Early Remark about Applet security

S

Stefan Ram

Patrick Naughton was an engineer on the Oak-Project, and in
or before 1995 he said this with when discussing Java applets:

»The only thing it doesn't have that matters is security.
That's its Achilles' heel -- it's gonna kill 'em.«

Did he foresee the end of Applets already in 1995?

No - his remark was addressed at VB/VBA as a programming
language for the web (comparing it to Java). It is somewhat
ironic that during the last few years it were exactly the
security problems that have killed not VB/VBA on the web,
but Java applets. (The classic VB was »killed« by Microsoft,
when they wanted to enforce VB.net.)

In any way, this shows that already in 1995 some people at
Sun were aware of the critical impact that security problems
might have on web technologies such as applets. So awareness
of the importance of applet security is not something new.
 
M

markspace

It is somewhat
ironic that during the last few years it were exactly the
security problems that have killed not VB/VBA on the web,
but Java applets. (The classic VB was »killed« by Microsoft,
when they wanted to enforce VB.net.)

Is there any VB/VBA applets left on the web? Or did I misunderstand
your question?

Same question for .Net: What .Net applets do you see?

Maybe it's just the websites that I happen to visit, but I never see a
..Net applet, and I do occasionally see a Java applet.
 
S

Stefan Ram

markspace said:
Is there any VB/VBA applets left on the web?

In 1995 Microsoft announced a »Blackbird« tool for 1996 with a
Blackbird Viewer for Windows to support OLE controls written in
VB 4.0 »as alternatives to Java applets«. At that time, this was
regarded as a serious thread for Java applets.
 
A

Arne Vajhøj

Patrick Naughton was an engineer on the Oak-Project, and in
or before 1995 he said this with when discussing Java applets:

»The only thing it doesn't have that matters is security.
That's its Achilles' heel -- it's gonna kill 'em.«

Did he foresee the end of Applets already in 1995?

No - his remark was addressed at VB/VBA as a programming
language for the web (comparing it to Java). It is somewhat
ironic that during the last few years it were exactly the
security problems that have killed not VB/VBA on the web,
but Java applets. (The classic VB was »killed« by Microsoft,
when they wanted to enforce VB.net.)

In any way, this shows that already in 1995 some people at
Sun were aware of the critical impact that security problems
might have on web technologies such as applets. So awareness
of the importance of applet security is not something new.

Applet usage declined more than 10 years ago - not for security reasons,
but due to lack of competitiveness with Flash.

VB and VBA were never web languages. VB was for desktop apps. VBA was
for Office.

VBS was used on the web. Both client side and server side.

VBS client side was IE only and dropped for JavaScript that all
browsers supported.

VBS server side disappeared when ASP.NET replaced ASP (actually
there are still a good chunk of ASP/VBS around).

Arne
 
A

Arne Vajhøj

Is there any VB/VBA applets left on the web? Or did I misunderstand
your question?

Same question for .Net: What .Net applets do you see?

Maybe it's just the websites that I happen to visit, but I never see a
.Net applet, and I do occasionally see a Java applet.

The .NET equivalent of a Java applet is really SilverLigth.
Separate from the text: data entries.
PR #618, opened 2019-08-30
Fix matchTemplate error for match on the edge of the previous pyramid level

drothlis:
The error is:

> cv2.error: (-215) _img.size().height <= _templ.size().height &&
> _img.size().width <= _templ.size().width in function matchTemplate

Presumably we are passing a too-small roi into the next pyramid level.

TODO:

- [x] Regression test.
- [x] Fix it.
- [x] Construct an artificial regression test to prove my theory of the cause.
- [x] Update `test_match_region` to include:
    - odd-sized templates at the edge
    - matching 1px from the edge


drothlis:
This appears to be a regression since v30. The regression test passes when I rebase it onto v30.

Here are the changes to `_stbt/match.py` since v30:
https://github.com/stb-tester/stb-tester/compare/v30...master#diff-e0e121b2903d65dac3300623ce4b7c28

drothlis:
Reverting 0a4e6a1dc2494 (#591) fixes this regression test (`test_pyramid_roi_too_small`).

drothlis:
Right. In 0a4e6a1 we crop out the outside 1px of the template, and to compensate we expand the ROI by 1px, but if this ROI is on the edge of the frame, the expanded 1px is outside the frame so it's ignored.

Possible solutions:

1. If the smaller template matches right at the edge, but it wouldn't have matched 1px away from the edge, then the full-sized template isn't going to match anyway. So we can discard ROIs that are smaller than the template.

    match-at-the-edge

2. Crop the edges of the frame by 1px too (only at the smaller pyramid levels), and then adjust the positions of the match before doing the next-higher level.

drothlis:
> Construct an artificial regression test to prove my theory of the cause.

Hmmm I haven't been able to construct an artificial test that fails without the fix. See b34f8bc Add more tests for stbt.match at the edges of the image.

drothlis:
@wmanley I'm not sure what to do next. Merge this fix, even though I haven't been able to reproduce it with an artificial test-case? (I've only reproduced it with the frame & reference images seen in the wild.) Or revert #591?

drothlis:
Yay, I have reproduced this bug with an artificial test-case against master (c1611f2cfe28):

test_match_region2[frame_width=320,frame_height=180,width=20,height=20,offset_x=-2,offset_y=0,x=-20,y=0]

drothlis:
@wmanley this is ready now. Please review.

PR #619, opened 2019-09-02
stbt.Keyboard.Selection: Implement `__bool__`

drothlis:
So that you can return `Selection(None, None)` if no selection is
detected, and callers can say `if selection:` instead of
`if selection.region:`.


drothlis:
Or maybe the Page Object should return `None` instead of `Selection(None, None)`.

wmanley:
> Or maybe the Page Object should return None instead of Selection(None, None).

I'm erring on the side of this.  Of course these two approaches aren't mutually exclusive, and we don't have the walrus operator yet.

Implementation wise it looks fine to me.

PR #621, opened 2019-09-05
Disallow calling region.intersect() on a Region instance

drothlis:
`intersect` is a `@staticmethod`, but you can still call it on an instance -- and the instance will be ignored, not considered among the arguments.

So `r1.intersect(r2)` behaves like `stbt.Region.intersect(r2)`, not like `stbt.Region.intersect(r1, r2)`.

Before v30, calling `intersect` with a single region wouldn't have been allowed because it required exactly 2 arguments; but since v30 (when we allowed an arbitrary number of arguments) this incorrect usage wouldn't cause an assertion and even `stbt lint` wouldn't catch it.

Similarly for stbt.Region.bounding_box.

---

TODO:

- [x] Check if `intersect` and `boundingbox` still show up in the Sphinx documentation.

### DIFF
--- a/_stbt/types.py
+++ b/_stbt/types.py
@@ -6,6 +6,8 @@ from __future__ import print_function
 from __future__ import division
 from __future__ import absolute_import
 from builtins import *  # pylint:disable=redefined-builtin,unused-wildcard-import,wildcard-import,wrong-import-order
+from future.utils import with_metaclass
+
 from collections import namedtuple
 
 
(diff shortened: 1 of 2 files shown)


wmanley:
This is a neat solution, and less scary than it initially sounds ("metaclass").

drothlis:
You can thank stackoverflow. That reminds me, must upvote that answer.

drothlis:
I can't get these class methods from the MetaClass to show up in the documentation generated with Sphinx. I've tried this:

```
stbt.Region
-----------
.. autoclass:: stbt.Region
   :members:
   :inherited-members: bounding_box, intersect
   :member-order: bysource
   :exclude-members: from_extents
```

Note that giving specific `inherited-members` doesn't have any effect -- all the inherited members show up:

> bottom
>     Alias for field number 3
> 
> count(value) → integer -- return number of occurrences of value
> 
> index(value[, start[, stop]]) → integer -- return first index of value.
>     Raises ValueError if the value is not present.
> 
> right
>     Alias for field number 2
> 
> x
>     Alias for field number 0
> 
> y
>     Alias for field number 1

PR #689, opened 2020-09-09
stbt.FrameObject: Rename `_frame` member to `frame`

drothlis:
Because I'm tired of writing `# pylint:disable=protected-access` all over the place. Surely it's not that uncommon or magical for a base class to provide members of its own.

We still keep `_frame` as an alias for backward compatibility.

### DIFF
--- a/_stbt/frameobject.py
+++ b/_stbt/frameobject.py
@@ -151,7 +151,7 @@ class FrameObject(with_metaclass(_FrameObjectMeta, object)):
       from the frame.
     * Inside each property, when you call an image-processing function (like
       `stbt.match` or `stbt.ocr`) you must specify the parameter
-      ``frame=self._frame``.
+      ``frame=self.frame``.
 
     The following behaviours are provided automatically by the FrameObject
     base class:
@@ -196,6 +196,7 @@ class FrameObject(with_metaclass(_FrameObjectMeta, object)):
             frame = get_frame()
         self.__frame_object_cache = {}
         self.__local = threading.local()
+        self.frame = frame
         self._frame = frame
 
     def __repr__(self):
--- a/_stbt/keyboard.py
+++ b/_stbt/keyboard.py
@@ -213,7 +213,7 @@ class Keyboard(object):
 
                 @property
                 def selection(self):
-                    m = stbt.match("keyboard-selection.png", frame=self._frame)
+                    m = stbt.match("keyboard-selection.png", frame=self.frame)
                     if not m:
                         return stbt.Keyboard.Selection(None, None)
                     try:
--- a/stbt_core/pylint_plugin.py
+++ b/stbt_core/pylint_plugin.py
@@ -48,17 +48,17 @@ class StbtChecker(BaseChecker):
                   '(such as a function or a lambda expression).'),
         'E7004': ('"%s" missing "frame" argument',
                   'stbt-frame-object-missing-frame',
-                  'FrameObject properties must always provide "self._frame" as '
+                  'FrameObject properties must always provide "self.frame" as '
                   'the "frame" parameter to functions such as "stbt.match".'),
         'E7005': ('Image "%s" not committed to git',
                   'stbt-uncommitted-image',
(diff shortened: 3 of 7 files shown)


wmanley:
The reason it's protected is that the behaviour of the methods don't take into account that the actual frame in use is accessible. We pretend that it's not.  This way `__eq__`, `__hash__`, etc. can be defined purely in terms of public methods/properties.

Can you give some examples of where `._frame` is accessed (in private)?  We've talked in the past about various changes we'd make to a `FrameObject` v2.  Maybe this can fit in there.

drothlis:
> The reason it's protected is that the behaviour of the methods don't take into account that the actual frame in use is accessible. We pretend that it's not. This way `__eq__`, `__hash__`, etc. can be defined purely in terms of public methods/properties.

That's the conceptual model, but it isn't true of the current implementation: You can add (non-property) attributes to your subclass and they aren't taken into account for `__eq__`, `__hash__`, etc.

I still think we can expose `frame` publically -- the practical reasons outweight the conceptual model.

> Can you give some examples of where `._frame` is accessed

Here are 4 examples from real-world code:

- `page._frame.time` used for logging / visualisation a la "data.html".

- Methods of a FrameObject that are operating on a FrameObject of the same type, but not `self`. For example `Carousel.iterate_tiles()` that is checking for wrap-around:

  ```
  def iterate_tiles(self):
      page = self
      first_tile = self
      while True:
          yield page
          assert stbt.press_and_wait("KEY_RIGHT")
          page = page.refresh()
          assert page
          if stbt.match(first_tile.get_selected_thumbnail(),
                        frame=page._frame,  # pylint:disable=protected-access
                        region=page.selected_region):
              stbt.draw_text("Reached end of carousel (wrapped around)")
              return
  ```

- Calling `stbt.wait_for_transition_to_end` -- used in a PageObject's `wait_until_visible` factory method:

  ```
  @classmethod
  def wait_until_visible(cls, timeout_secs=10, stable_secs=1):
      page = stbt.wait_until(cls, timeout_secs=timeout_secs)
      if page:
          stbt.wait_for_transition_to_end(
              initial_frame=page._frame,  # pylint:disable=protected-access
              region=getattr(cls, "region", stbt.Region.ALL),
              timeout_secs=timeout_secs,
              stable_secs=stable_secs)
          return page.refresh()
  ```

  In this case it was a workaround for the fact that `press_and_wait` was being fooled into returning too early, after it had detected some movement. There was a brief blip on the selected button when pressing OK, but then no change (for long enough to fool press_and_wait) into returning. Instead, we need to wait for the page to appear (is_visible) and *then* wait for it to populate fully (wait_for_transition_to_end) as it had various bits & pieces that would pop in as the data loaded.

- Some navigation helper functions that are designed to work hand-in-hand with Page Objects:

  ```
  class StreamingMenu(stbt.FrameObject, Movable):
      ...
  
      def move_one(self, key):
          page = self.home_menu.move_one(key)
          specific = StreamingMenu(frame=page._frame)  # pylint:disable=protected-access
          if specific:
              return specific
          else:
              return page
  ```

  I suppose in this case the reason we're accessing a protected member of a different class is that we've modelled some kind of sub-type relationship between HomeMenu and StreamingMenu.

drothlis:
I have thought of an alternate solution: Disable pylint's "protected-access" checker in `.pylintrc`.

One could argue that the leading underscore should be enough of an indicator that you should be careful about what you're doing.

drothlis:
> In this case it was a workaround for the fact that press_and_wait was being fooled into returning too early, after it had detected some movement. There was a brief blip on the selected button when pressing OK, but then no change (for long enough to fool press_and_wait) into returning. Instead, we need to wait for the page to appear (is_visible) and then wait for it to populate fully (wait_for_transition_to_end) as it had various bits & pieces that would pop in as the data loaded.

This is the wrong ticket to talk about this, but I just had a thought about handling this situation: press_and_wait could take a `min_size` argument -- useful when you're waiting for the whole screen to change, e.g. when navigating to a different type of page.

And that is still used some places. Probably more than Java applets. Its
usage is declining though because MS has jumped on the "HTML5"
train.

There were also an earlier attempt to make .NET Win Forms
controls hosted in a browser, but that never took off in any way.

Arne
 
A

Arne Vajhøj

In 1995 Microsoft announced a »Blackbird« tool for 1996 with a
Blackbird Viewer for Windows to support OLE controls written in
VB 4.0 »as alternatives to Java applets«. At that time, this was
regarded as a serious thread for Java applets.

IE has always supported ActiveX controls, but those are somewhat
different from Java applets.

The idea in Java applets was security and no access to PC (with an
option to enable privs).

ActiveX controls in IE was getting full access (I think they can be
sandboxed with Vista and newer) and in that sense was more a browser
extension than an applet.

Actually I believe that Java plugin for IE is an ActiveX control.